Good taste doesn’t announce itself. It’s not trendy. It doesn’t explain. But it’s the one thing that makes you pause when you land on a site or look at a campaign and feel it in your gut. That’s not just good design — that’s right design.

The industry keeps chasing hard skills — plugins, frameworks, flashy execution. But those things change every month. Taste doesn’t. Taste is what tells you when to stop. It’s what keeps the work from feeling like everyone else’s. It’s not about personal style. It’s about clarity. Editing. Vision.
And taste isn’t about doing something "different" — it’s about doing something correct for the moment, the message, the medium. It's invisible until it's missing. It’s what makes a campaign timeless instead of just trend-aware.
“A bad designer asks, ‘What can I add?’ A good one asks, ‘What shouldn’t be here?’”
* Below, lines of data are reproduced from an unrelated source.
PR #1097, opened 2026-06-22
Fix vulnerability: uninitalized tensor heap memory leak via integer overflow in BalanceTrajectory

mhucka:
Internal security scans reported a security vulnerability (CWE-200/CWE-908) in `tensorflow_quantum/core/ops/noise/tfq_noisy_samples.cc`. In `TfqNoisySamplesOp`, a massive `num_samples` value near `INT_MAX` will cause `BalanceTrajectory` to overflow its signed integer calculation for chunk sizes. This results in negative or zero chunk sizes, causing worker threads to bypass execution. Because TensorFlow's `allocate_output` provides uninitialized heap blocks, the kernel returns a tensor filled with residual process memory. 

Changes in this PR:

* In `util_balance_trajectory.cc`, updated chunk calculations to use `int64_t` arithmetic, preventing overflows when `num_samples` (or `rep_limits`) is close to `INT_MAX`.

* Modified `tfq_noisy_samples.cc`, `tfq_noisy_expectation.cc`, and         `tfq_noisy_sampled_expectation.cc` to compute thread allocations (`p_reps`) using `int64_t` division and cast the  Philox random sample reservation requests to `int64_t` variables.

* Add checks to enforce a maximum capacity limit of 10,000,000 in input tensor parsing functions `GetNumSamples` and `GetIndividualSample` within `parse_context.cc`. This should eliminate memory depletion/DoS attempts with massive sizes.

* Added tests.

### DIFF
--- a/tensorflow_quantum/core/ops/noise/tfq_noisy_expectation.cc
+++ b/tensorflow_quantum/core/ops/noise/tfq_noisy_expectation.cc
@@ -119,8 +119,8 @@ class TfqNoisyExpectationOp : public tensorflow::OpKernel {
 
     Status parse_status = ::tensorflow::Status();
     auto p_lock = absl::Mutex();
-    auto construct_f = [&](int64_t start, int64_t end) {
-      for (int64_t i = start; i < end; i++) {
+    auto construct_f = [&](int start, int end) {
+      for (int i = start; i < end; i++) {
         Status local = NoisyQsimCircuitFromProgram(
             programs[i], maps[i], num_qubits[i], false, &qsim_circuits[i]);
         NESTED_FN_STATUS_SYNC(parse_status, local, p_lock);
@@ -132,8 +132,8 @@ class TfqNoisyExpectationOp : public tensorflow::OpKernel {
         programs.size(), num_cycles, construct_f);
     OP_REQUIRES_OK(context, parse_status);
 
-    uint64_t max_num_qubits = 0;
-    for (const uint64_t num : num_qubits) {
+    int max_num_qubits = 0;
+    for (const int num : num_qubits) {
       max_num_qubits = std::max(max_num_qubits, num);
     }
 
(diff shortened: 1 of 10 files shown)


tensorflow_quantum/core/ops/noise/tfq_noisy_expectation.cc
```diff
@@ -132,8 +132,8 @@ class TfqNoisyExpectationOp : public tensorflow::OpKernel {
         programs.size(), num_cycles, construct_f);
     OP_REQUIRES_OK(context, parse_status);
 
-    uint64_t max_num_qubits = 0;
-    for (const uint64_t num : num_qubits) {
+    int max_num_qubits = 0;
```
MichaelBroughton, line 135: Can we avoid downgrading these ?

tensorflow_quantum/core/ops/noise/tfq_noisy_samples.cc
```diff
@@ -60,7 +61,10 @@ class TfqNoisySamplesOp : public tensorflow::OpKernel {
 
   void Compute(tensorflow::OpKernelContext* context) override {
     // TODO (mbbrough): add more dimension checks for other inputs here.
-    DCHECK_EQ(4, context->num_inputs());
+    const int num_inputs = context->num_inputs();
+    OP_REQUIRES(context, num_inputs == 4,
+                tensorflow::errors::InvalidArgument(absl::StrCat(
```
MichaelBroughton, line 66: This seems unrelated to fixing the overflow problem, can we move this to a different PR ?

tensorflow_quantum/core/ops/noise/tfq_noisy_samples.cc
```diff
@@ -79,15 +83,19 @@ class TfqNoisySamplesOp : public tensorflow::OpKernel {
 
     int num_samples = 0;
     OP_REQUIRES_OK(context, GetIndividualSample(context, &num_samples));
+    OP_REQUIRES(context, num_samples >= 0 && num_samples <= 10000000,
+                tensorflow::errors::InvalidArgument(
```
MichaelBroughton, line 87: This seems like the main piece of code that actually solves our problems, can we scope this PR down to just putting in these checks and testing them across all ops that require a num_samples and call into BalanceTrajectory.

MichaelBroughton (changes requested):
We can probably shorten this up a fair bit and remove some unrelated changes that didn't get new tests. Fine to merge once this is done.

PR #1100, opened 2026-06-30
Unpin clang-format in development requirements.

### LINKED ISSUE #1084: Unpin clang-format version
At some point in the recent past, we pinned the version of clang-format to version 18 in the requirements files. However, it looks like this is unnecessary; running a more recent version of clang-format like 22 does not produce any changes to formatting. We should unpin the version in `requirements.in`  if we can.

rosspeili:
Remove the ~=18.1.0 constraint from requirements.in and refresh the locked clang-format entry in requirements.txt to 22.1.5. Closes #1084


mhucka (approved):
Well, that was easier than expected. Thanks!

PR #109, opened 2016-10-13
Map world event

copygirl:
Renamed the packet previously called `Effect` to `WorldEvent` too. Mojang calls this "level event" it appears. There's global and normal world events and they basically seem to play sounds and spawn particles when received by the client (ender dragon / wither sounds being global events).

Should I keep it named as `Effect`? What are your opinions?

### DIFF
--- a/mappings/net/minecraft/network/packet/client/CPacketWorldEvent.mapping
+++ b/mappings/net/minecraft/network/packet/client/CPacketWorldEvent.mapping
@@ -1,21 +1,21 @@
-CLASS none/gw net/minecraft/network/packet/client/CPacketEffect
-	FIELD a effectId I
+CLASS none/gw net/minecraft/network/packet/client/CPacketWorldEvent
+	FIELD a eventId I
 	FIELD b pos Lnone/cn;
-	FIELD c effectData I
-	FIELD d disableRelativeVolume Z
+	FIELD c data I
+	FIELD d global Z
 	METHOD <init> (ILnone/cn;IZ)V
-		ARG 0 effectId
+		ARG 0 eventId
 		ARG 1 pos
-		ARG 2 effectData
-		ARG 3 disableRelativeVolume
-	METHOD a disableRelativeVolume ()Z
+		ARG 2 data
+		ARG 3 global
+	METHOD a isGlobal ()Z
 	METHOD a readPacket (Lnone/es;)V
 		ARG 0 packet
 	METHOD a applyPacket (Lnone/ev;)V
 		ARG 0 handler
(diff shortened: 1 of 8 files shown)


mappings/net/minecraft/network/packet/client/CPacketWorldEvent.mapping
```diff
@@ -1,21 +1,21 @@
-CLASS none/gw net/minecraft/network/packet/client/CPacketEffect
-	FIELD a effectId I
+CLASS none/gw net/minecraft/network/packet/client/CPacketWorldEvent
+	FIELD a eventId I
```
maxpowa, line 2: Why not just `id`? Wouldn't it be implied to be an `eventId` since this a `CPacketWorldEvent` class?

mappings/net/minecraft/world/IWorldListener.mapping
```diff
@@ -1,7 +1,16 @@
 CLASS none/aiy net/minecraft/world/IWorldListener
+	METHOD a onGlobalWorldEvent (ILnone/cn;I)V
+		ARG 0 eventId
```
maxpowa, line 3: `eventId` vs `id`

mappings/net/minecraft/world/World.mapping
```diff
@@ -83,6 +83,10 @@ CLASS none/aiw net/minecraft/world/World
 	METHOD a isChunkLoaded (IIZ)Z
 		ARG 0 chunkX
 		ARG 1 chunkZ
+	METHOD a fireGlobalWorldEvent (ILnone/cn;I)V
+		ARG 0 eventId
```
maxpowa, line 87: `eventId` vs `id`

mappings/net/minecraft/network/packet/client/CPacketWorldEvent.mapping
copygirl: It's still a bit ambiguous if `id` is referring to the event ID or something else, like world ID. I was more thinking of renaming `data` to `eventData`, actually.

maxpowa: Unfortunately we can't really rely on precedent for this because it's all over the place in the other `CPacket...`s. We should probably make an attempt to make all the `CPacket...` use the same field name for event ids, another one that appears to have the same idea behind it is `CPacketBlockEntityUpdate.actionId`, thought it might just be a bad name.

asiekierka: Sure, open an issue for that. eventId is probably for the better.

PR #111, opened 2016-10-13
Map / move DispenserBehavior

copygirl:


mappings/net/minecraft/block/BlockDispenser.mapping
```diff
@@ -50,6 +50,8 @@ CLASS none/ama net/minecraft/block/BlockDispenser
 	METHOD a applyRotation (Lnone/asm;Lnone/apl;)Lnone/asm;
 		ARG 0 state
 		ARG 1 rotation
+	METHOD a getDispenseOffset (Lnone/co;)Lnone/de;
```
asiekierka: getDispensionOffset? getDispensingOffset? Maybe...

asiekierka (changes requested):

mappings/net/minecraft/block/BlockDispenser.mapping
copygirl: Both sound weirder than `Dispense` to me.

maxpowa: If I'm reading this correctly, isn't this more the position where dispensed items will initially spawn? This appears to return a full `Position` with the world x,y,z coords, not an offset `Position`.

mappings/net/minecraft/block/dispenser/DispenserBehaviorProjectile.mapping
```diff
@@ -0,0 +1,12 @@
+CLASS none/kr net/minecraft/block/dispenser/DispenserBehaviorProjectile
+	METHOD a getProjectileForce ()F
+	METHOD a createProjectile (Lnone/aiw;Lnone/de;Lnone/aes;)Lnone/aav;
+		ARG 0 world
+		ARG 1 pos
+		ARG 2 stack
+	METHOD a playSound (Lnone/co;)V
+		ARG 0 block
+	METHOD b getProjectileVariation ()F
+	METHOD b dispenseInternal (Lnone/co;Lnone/aes;)Lnone/aes;
```
maxpowa: Is this really the best name for this? Seems like it could definitely be better. Maybe something like `doDispense` or just `dispenseProjectile`. Looks like it's extending from `DispenserBehaviorItem` though so generic `performDispense` might be be better?

mappings/net/minecraft/block/BlockDispenser.mapping
copygirl: `getDispenseLocation` then? `getDispenseSpawnPosition` is something else that comes to mind.

asiekierka: getDispenseLocation.

PR #113, opened 2016-10-13
Map GuiSettingsVideo and related classes

maxpowa:
Also changed misspelled `SENSETIVITY` to `SENSITIVITY` in GameSettings & related places.


mappings/net/minecraft/client/gui/menu/GuiSettingsVideo.mapping
```diff
@@ -2,6 +2,8 @@ CLASS none/bgv net/minecraft/client/gui/menu/GuiSettingsVideo
 	FIELD a title Ljava/lang/String;
 	FIELD f parent Lnone/bgn;
 	FIELD g settings Lnone/bdt;
+	FIELD h widgetList Lnone/bex;
```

— Sophia Langford, Head of Art Direction
Taste is shaped by exposure — books, architecture, photography, silence, motion, restraint, failure, obsession. It’s the invisible algorithm running in the background while you work. And it either elevates everything you touch — or exposes every shortcut you take.
That’s why at BSC®, taste isn’t a soft skill. It’s the only skill that matters. We don’t hire based on what tools someone knows. We hire based on what they recognize. What they kill. What they save. Because that’s where the work begins.
Conclusion
There are a million people who can build a site. A million who can animate a scroll trigger or export an SVG. But taste? That’s the rare shit. The unteachable filter. The quiet authority in the work that makes it feel inevitable.
And if we had to choose between technical skill and refined taste? Evvery time, without hesitation — we’ll take the taste.